Kedua tangan Evan bergerak membuka bungkusan bubur dengan cepat. Ia ambil terlebih dahulu sendok milik Deva dan satu gelas air minum sebelum kembali mendekat ke arah sahabatnya itu.

“Gak ada daun bawangnya.” Komentar Deva begitu Evan membuka wadah bubur.

“Bukannya lo gak suka daun bawang?”

“Ya itu maksudnya. Bisa gak ada daun bawangnya.”

Satu senyum tipis Evan ukir di wajah. “Apa sih yang gua gak tau.”

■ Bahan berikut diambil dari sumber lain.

PR #340, opened 2016-02-18
Support for quoted contig names

mcshane:
Support for quoted contig names, such as `##contig=<ID="CrazyContigName,1">`
- fixes a parsing problem when comma in the contig name (closes samtools/bcftools#266)
- when injecting contigs in the header from the index, use quoted contig IDs
- some bcftools test output files will need to be updated if this is pulled in
- there are places in at least bcftools/vcfconvert.c and samtools/bam_plcmd.c
  where contig header lines are created. These should also be changed to have quoted IDs
- still and issue is what happens if there is a `"` in the contig name

### DIFF
--- a/vcf.c
+++ b/vcf.c
@@ -289,6 +289,7 @@ bcf_hrec_t *bcf_hdr_parse_line(const bcf_hdr_t *h, const char *line, int *len)
     // structured line, e.g.
     // ##INFO=<ID=PV1,Number=1,Type=Float,Description="P-value for baseQ bias">
     // ##PEDIGREE=<Name_0=G0-ID,Name_1=G1-ID,Name_3=GN-ID>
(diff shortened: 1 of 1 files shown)


jmarshall:
Quoting these contig names is one approach to handling weird contig names with commas, etc.  Percent-encoding might be another.  Does this need an update to the VCF spec mentioning that these might be quoted?  I couldn't find any clear hints in the 4.3 spec as to whether either quoting or percent-encoding would be applicable to CONTIG IDs.

ldiao:
Any workaround for contig names with commas at the moment? Looking at hundreds of samples that have been aligned to a large reference db unfortunately with many commas in contig names. Would prefer not to have to start over, but will if no choice...

daviesrob:
Need to check htsjdk compatibility.  Possible spec update too...?

PR #341, opened 2016-02-24
Wrap load_hfile_plugins() in a critical section

jmarshall:
Finally implementing this TODO, as this has caused trouble out in the real world.

Re `hfile_exit()`, seems like all bets are off for `atexit` functions in multithreaded programs (cf this [libguestfs bug report](https://bugzilla.redhat.com/show_bug.cgi?id=790837)), but if other threads are still opening files when someone calls `exit`… well, what can you do…

@daviesrob @jkbonfield **other-pthreads-experts**: does this look sufficient / about right?

### DIFF
--- a/hfile.c
+++ b/hfile.c
@@ -1,6 +1,6 @@
 /*  hfile.c -- buffered low-level input/output streams.
 
-    Copyright (C) 2013-2015 Genome Research Ltd.
+    Copyright (C) 2013-2016 Genome Research Ltd.
 
     Author: John Marshall <jm18@sanger.ac.uk>
 
@@ -28,6 +28,8 @@ DEALINGS IN THE SOFTWARE.  */
 #include <stdlib.h>
 #include <string.h>
 #include <errno.h>
+
+#include <pthread.h>
 
 #include "htslib/hfile.h"
 #include "hfile_internal.h"
@@ -589,9 +591,12 @@ struct hFILE_plugin_list {
 };
 
 static struct hFILE_plugin_list *plugins = NULL;
+static pthread_mutex_t plugins_lock = PTHREAD_MUTEX_INITIALIZER;
 
 static void hfile_exit()
 {
+    pthread_mutex_lock(&plugins_lock);
+
     kh_destroy(scheme_string, schemes);
 
     while (plugins != NULL) {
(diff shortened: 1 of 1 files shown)


jkbonfield:
Provided hfile_exit() can only ever be called once (likely from the main thread) then it looks OK.  However if it can't be called more than once then what is the need for the mutex check there?  To be sure that we're not trying to open our first file (triggering the plugin loading) in one thread while simultaneously exiting in another?  I guess it *could* happen in you're really dedicated to the cause!

There is also the pthread_once() function (see http://linux.die.net/man/3/pthread_once) which sounds perfect for this task, but I haven't used it before.

jmarshall:
Yes, two lines of code to give some hope in the unlikely event one thread's opening a file and another's calling `exit()` seemed like no great overhead.  But everything's already doomed in that scenario anyway.

Thanks for the review!

daviesrob:
The bit in find_scheme_handler looks OK, as long as the schemes hash is constant after load_hfile_plugins has returned.

hfile_exit() is a bit of a problem.  atexit handlers can be called when more than one thread is still running.  In this case it would cause use-after-free bugs if any of the remaining threads used one of the interfaces that had been destroyed.

As far as I can tell to be safe:

- Threads should never call exit(), they should use pthread_exit() instead.

- The main thread should only call exit() when no child threads are running.

But as htslib can't guarantee either of these as it may be used with external code that does not play nicely.

I think the best solution may be to move the clean-up code into functions inside the plug-in shared libraries marked with `__attribute__((destructor))`, and let the OS unload the shared libraries instead of trying to dlclose them ourselves.  We'd have to check, but I think such functions would only be called when the last thread has finished, which would be much more in line with what we want.  Unfortunately they're not terribly portable, but I don't think there is a good portable solution to this problem.

An alternative would be to ensure hfile_exit() can't run if any of the htslib functions that may call into the plug-ins are in use.  That would need reference counting and conditionals to get the right behaviour, so would likely be a bit complicated.  We'd basically want to allow functions like hread2 to run in parallel, but lock out hfile_exit until they'd finished.  hfile_exit would also need to set a flag to tell hread2 etc. that we're shutting down so they should just return a failure.  Between those two it should be possible to make the whole thing safe.

jmarshall:
Especially the latter sounds like a lot of fragile complexity to improve an unlikely the-ship-is-already-going-down corner case.  I'd prefer just to document your two bullet points as constraints that external code has to satisfy to use htslib with 100% safety.

Anyway, thanks for the analysis!  I propose to cross this bridge when/if we come to it.

PR #342, opened 2016-02-26
Avoid unnecessary warning on unknown sort order

jenniferliddle:
A sort order of "unknown" is not an unknown sort order, it's a perfectly reasonable sort order defined in the BAM specification. This change will avoid unnecessary warnings in our log files when using samtools.


jmarshall:
Thanks.  I would be tempted to just nuke the warning (we're not Picard!), but there's several such in the cram code so nevermind.

PR #343, opened 2016-02-26
Add errmod_cal(), probaln_glocal(), sam_cap_mapq(), and sam_prob_realn() to HTSlib API

jmarshall:
These functions were previously in samtools; add them to htslib as they will soon be used by bcftools as well.

* Declarations added to existing _hts.h_ & _sam.h_ headers rather than adding 2 or 3 tiny new headers

* `kpa_glocal()` etc and `bam_cap_mapQ()`/`bam_prob_realn_core()` renamed for the  public API

See individual commit message for details.


pd3:
+1 from me

PR #349, opened 2016-03-09
If no CC value set then use GCC, otherwise take the value from the env

JervenBolleman:
Currently the Makefile sets CC to GCC even if a CC is set by the user.
This is now changed to set GCC if no CC is present in the user environment.
I think this was the intended behavior as the .travis.yml file wants to test compilation using both gcc and clang.

The same change is there for the AR and RANLIB setting.


jmarshall:
No.  There is no need for our makefile to use GNU Make-specific syntax here.

See samtools/samtools#69 and samtools/samtools#533 for supported alternatives.  _.travis.yml_ uses `make -e` and works as intended.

“Hah?” Deva menyahut bolot.

“Lo udah minum obat belum?”

Kedua alis Deva berkerut bingung. “Bukannya lu udah nanya tadi di chat?”

“Buat mastiin aja.”

Evan bersihkan terlebih dahulu sendok yang akan digunakan menggunakan tissur, setelah itu ia ambil sedikit bubur dan memberikannya pada Deva.

“Mangap.”

Deva tergelak, “Tangan gua masih bisa anjir buat nyendok sendiri. Sini sendoknya.”

“Mangap.” Ulang Evan.

Mau tidak mau Deva membuka mulutnya, menerima suapan yang Evan berikan sambil merengut lucu.

“Goodboy.” Kata Evan sambil tersenyum tipis.

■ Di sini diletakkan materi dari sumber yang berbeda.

PR #350, opened 2016-03-09
Added bam_aux_update()

jenniferliddle:
I needed a 'change in place' function rather than a 'delete and append' operation to help with regression testing.

### DIFF
--- a/sam.c
+++ b/sam.c
@@ -1282,11 +1282,12 @@ int bam_aux_del(bam1_t *b, uint8_t *s)
     return 0;
 }
 
-int bam_aux_update(bam1_t *b, const char tag[2], int len, uint8_t *data)
+int bam_aux_update_str(bam1_t *b, const char tag[2], int len, uint8_t *data)
 {
     uint8_t *s = bam_aux_get(b,tag);
     if (!s) return -1;
     char type = *s;
+    if (type != 'Z') { fprintf(stderr,"bam_aux_update_str() called for type '%c' instead of 'Z'\n", type); abort(); }
     bam_aux_del(b,s);
     s -= 2;
     int l_aux = bam_get_l_aux(b);
@@ -1302,7 +1303,7 @@ int bam_aux_update(bam1_t *b, const char tag[2], int len, uint8_t *data)
     s[0] = tag[0];
     s[1] = tag[1];
     s[2] = type;
-    memcpy(s+3,data,len);
+    memmove(s+3,data,len);
     return 0;
 }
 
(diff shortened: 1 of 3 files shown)


jenniferliddle:
Hmm. You're right Joshua. Changed to memmove() just to play safe.

sam.c
```diff
@@ -1282,6 +1282,31 @@ int bam_aux_del(bam1_t *b, uint8_t *s)
...
+    bam_aux_del(b,s);
+    s -= 2;
+    int l_aux = bam_get_l_aux(b);
+    uint8_t *aux = bam_get_aux(b);
+
+    b->l_data += 3 + len;
+    if (b->m_data < b->l_data) {
+        b->m_data = b->l_data;
+        kroundup32(b->m_data);
+        b->data = (uint8_t*)realloc(b->data, b->m_data);
```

Deva hanya membalasnya dengan ekspresi wajah meledek, membuat Evan hanya terkekeh pelan lalu kembali menyendokkan bubur yang berada dipangkuannya.

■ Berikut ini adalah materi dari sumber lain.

PR #357, opened 2016-03-18
 Fixed memory allocation issue when decoding CRAM.

jkbonfield:
This bug has existed a long time, but is now more likely to triggered by 6d2810c due to making it more likely to overrun the buffer.

The issue is caused by zero length sequences ("*") with a CIGAR alignment.  A full bullet-proof fix will require more work to use the ...decode_block() codec variants, but this fixes the common case of length 0.


jmarshall:
Thanks — merged with some additions.  Did you notice this warning in the new tests?

    ./test_view -i reference=xx.fa xx#large_aux_java.cram > xx#large_aux_java.tmp.sam
    WARNING: Header @SQ length mismatch for ref xx, 30 vs 20
    ./compare_sam.pl -nomd xx#large_aux.sam xx#large_aux_java.tmp.sam
    .. ok

jkbonfield:
Actually no I didn't spot that - it was lost in the mass of output.  It's caused by comparing to an older variant of the test ref seqs, although fortunately harmless.

Thanks.

PR #360, opened 2016-03-20
vcf.h:vcf_parse() add documentation

noporpoise:
Add a comment to vcf_parse() to document that the input line must not end with a newline character.


jmarshall:
Thanks.  We may eventually make `vcf_parse()` a bit more forgiving, but this text reflects the current reality.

“Sini ah gua makan sendiri aja.” Ucap Deva sambil meraih sendok yang berada digenggaman Evan. “Kalo enggak gua gak mau makan.”

“Ngancem aja bisanya.” Sahut Evan sambil menyerahkan sendok yang ia pegang beserta wadah bubur. “Abisin.”

“Gua pengen geprek deh.”

“Abisin, Deva.”

“Ck iyaaa, bawel banget dah lu.”

Evan sunggingkan kembali satu senyum kemenangannya, ia ubah posisinya jadi merapat pada tembok dan menyenderkan punggungnya di sana.

Matanya tidak lepas mentap Deva yang mulai menyendoki buburnya sendiri, raut wajahnya masih sedikit cemberut, membuat Evan terdiam menahan gejolak aneh yang tiba-tiba melanda dirinya.

“Deva.”

“Awpa?” Sahut Deva dengan mulut yang masih penuh.

Kekehan Evan mengalun pelan. “Lucu.”

“Awpanyah yawng luchu?”

“Lo.”

Wajah Deva seketika berubah datar, ia taruh sendok yang di pegangnya lalu mengambil boneka kelinci kecil berwarna pink, kemudian melemparkannya ke arah Evan.

“Jawngan bawchot.”

“Telen dulu, baru ngomong.” Ledek Evan.

Deva menelan bubur yang berada di dalam mulutnya dengan cepat, lalu sebelah kakinya ia gerakan untuk menyenggol kaki Evan.

“Bisa diem gak?”

“Muka lo kok merah, Dev?”

“DIEM!”

Setelah itu, suara tawa Evan keluar memenuhi penjuru kamar.